TASK => If a line in the records below contains the word "alias", copy it out.
─── PROVIDED INFORMATION ───
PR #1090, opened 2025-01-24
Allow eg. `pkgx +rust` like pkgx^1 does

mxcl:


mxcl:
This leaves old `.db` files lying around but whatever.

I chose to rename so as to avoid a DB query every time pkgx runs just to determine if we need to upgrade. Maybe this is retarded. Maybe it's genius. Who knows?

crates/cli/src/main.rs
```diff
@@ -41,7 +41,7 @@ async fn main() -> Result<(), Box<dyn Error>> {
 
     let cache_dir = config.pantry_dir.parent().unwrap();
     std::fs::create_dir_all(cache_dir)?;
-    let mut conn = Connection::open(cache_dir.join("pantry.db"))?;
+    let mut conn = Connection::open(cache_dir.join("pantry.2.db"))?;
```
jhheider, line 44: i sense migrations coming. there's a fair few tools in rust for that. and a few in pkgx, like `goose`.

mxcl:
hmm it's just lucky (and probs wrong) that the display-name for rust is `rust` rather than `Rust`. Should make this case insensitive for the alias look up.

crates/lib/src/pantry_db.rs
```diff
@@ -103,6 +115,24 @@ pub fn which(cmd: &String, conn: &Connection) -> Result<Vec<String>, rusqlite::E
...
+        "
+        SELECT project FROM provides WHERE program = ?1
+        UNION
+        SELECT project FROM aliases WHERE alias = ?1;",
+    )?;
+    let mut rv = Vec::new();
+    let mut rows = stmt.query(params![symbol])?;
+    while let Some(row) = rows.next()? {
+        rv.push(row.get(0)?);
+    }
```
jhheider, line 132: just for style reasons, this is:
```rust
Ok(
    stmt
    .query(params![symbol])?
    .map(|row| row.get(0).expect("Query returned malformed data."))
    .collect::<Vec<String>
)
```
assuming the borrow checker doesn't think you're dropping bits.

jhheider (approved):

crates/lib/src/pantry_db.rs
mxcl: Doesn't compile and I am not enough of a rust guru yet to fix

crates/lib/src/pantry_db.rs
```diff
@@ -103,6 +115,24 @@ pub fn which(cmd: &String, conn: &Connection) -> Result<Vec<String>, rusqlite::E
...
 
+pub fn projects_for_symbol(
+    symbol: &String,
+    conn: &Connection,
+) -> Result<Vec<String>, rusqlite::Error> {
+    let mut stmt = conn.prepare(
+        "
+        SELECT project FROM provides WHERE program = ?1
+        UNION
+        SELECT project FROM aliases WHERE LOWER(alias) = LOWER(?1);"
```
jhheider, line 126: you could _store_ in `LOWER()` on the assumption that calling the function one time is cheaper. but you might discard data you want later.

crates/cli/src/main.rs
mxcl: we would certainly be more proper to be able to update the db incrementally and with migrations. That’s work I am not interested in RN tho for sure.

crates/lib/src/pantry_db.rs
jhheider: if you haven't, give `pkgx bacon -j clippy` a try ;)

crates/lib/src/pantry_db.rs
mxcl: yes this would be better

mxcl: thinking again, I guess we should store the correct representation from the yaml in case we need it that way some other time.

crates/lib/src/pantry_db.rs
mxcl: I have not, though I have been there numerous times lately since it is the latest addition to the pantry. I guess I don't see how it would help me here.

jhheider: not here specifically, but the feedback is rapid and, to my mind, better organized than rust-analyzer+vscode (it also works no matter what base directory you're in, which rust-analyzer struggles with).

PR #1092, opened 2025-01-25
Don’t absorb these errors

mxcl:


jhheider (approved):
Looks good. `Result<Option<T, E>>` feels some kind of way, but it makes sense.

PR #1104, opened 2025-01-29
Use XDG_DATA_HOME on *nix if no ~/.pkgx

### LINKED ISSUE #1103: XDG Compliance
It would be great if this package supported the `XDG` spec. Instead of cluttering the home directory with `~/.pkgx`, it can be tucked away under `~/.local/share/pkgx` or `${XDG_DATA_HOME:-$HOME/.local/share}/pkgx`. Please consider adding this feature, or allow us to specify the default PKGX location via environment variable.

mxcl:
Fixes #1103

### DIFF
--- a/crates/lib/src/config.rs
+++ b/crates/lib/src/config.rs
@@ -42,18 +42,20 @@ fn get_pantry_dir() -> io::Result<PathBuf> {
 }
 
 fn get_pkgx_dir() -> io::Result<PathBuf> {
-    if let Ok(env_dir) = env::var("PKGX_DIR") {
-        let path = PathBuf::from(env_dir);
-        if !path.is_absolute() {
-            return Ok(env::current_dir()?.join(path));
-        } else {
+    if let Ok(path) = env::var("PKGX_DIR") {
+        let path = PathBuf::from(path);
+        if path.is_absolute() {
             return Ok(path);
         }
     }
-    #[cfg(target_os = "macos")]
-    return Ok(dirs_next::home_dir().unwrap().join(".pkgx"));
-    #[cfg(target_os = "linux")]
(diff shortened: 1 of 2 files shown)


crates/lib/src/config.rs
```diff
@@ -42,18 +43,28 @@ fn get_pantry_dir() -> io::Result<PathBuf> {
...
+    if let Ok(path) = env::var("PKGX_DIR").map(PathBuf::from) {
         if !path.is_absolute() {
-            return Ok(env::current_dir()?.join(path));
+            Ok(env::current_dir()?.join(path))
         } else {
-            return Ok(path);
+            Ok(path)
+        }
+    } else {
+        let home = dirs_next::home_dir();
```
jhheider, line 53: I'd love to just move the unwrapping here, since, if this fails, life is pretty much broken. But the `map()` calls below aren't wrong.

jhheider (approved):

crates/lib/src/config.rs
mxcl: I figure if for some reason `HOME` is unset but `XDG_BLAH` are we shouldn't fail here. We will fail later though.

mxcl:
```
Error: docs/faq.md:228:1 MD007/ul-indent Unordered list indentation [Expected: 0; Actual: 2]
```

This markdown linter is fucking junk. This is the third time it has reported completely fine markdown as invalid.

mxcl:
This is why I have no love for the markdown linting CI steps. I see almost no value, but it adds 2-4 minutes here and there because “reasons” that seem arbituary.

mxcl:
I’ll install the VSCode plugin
───
YOUR RESPONSE =>
hmm it's just lucky (and probs wrong) that the display-name for rust is `rust` rather than `Rust`. Should make this case insensitive for the alias look up.
+        SELECT project FROM aliases WHERE alias = ?1;",
+        SELECT project FROM aliases WHERE LOWER(alias) = LOWER(?1);"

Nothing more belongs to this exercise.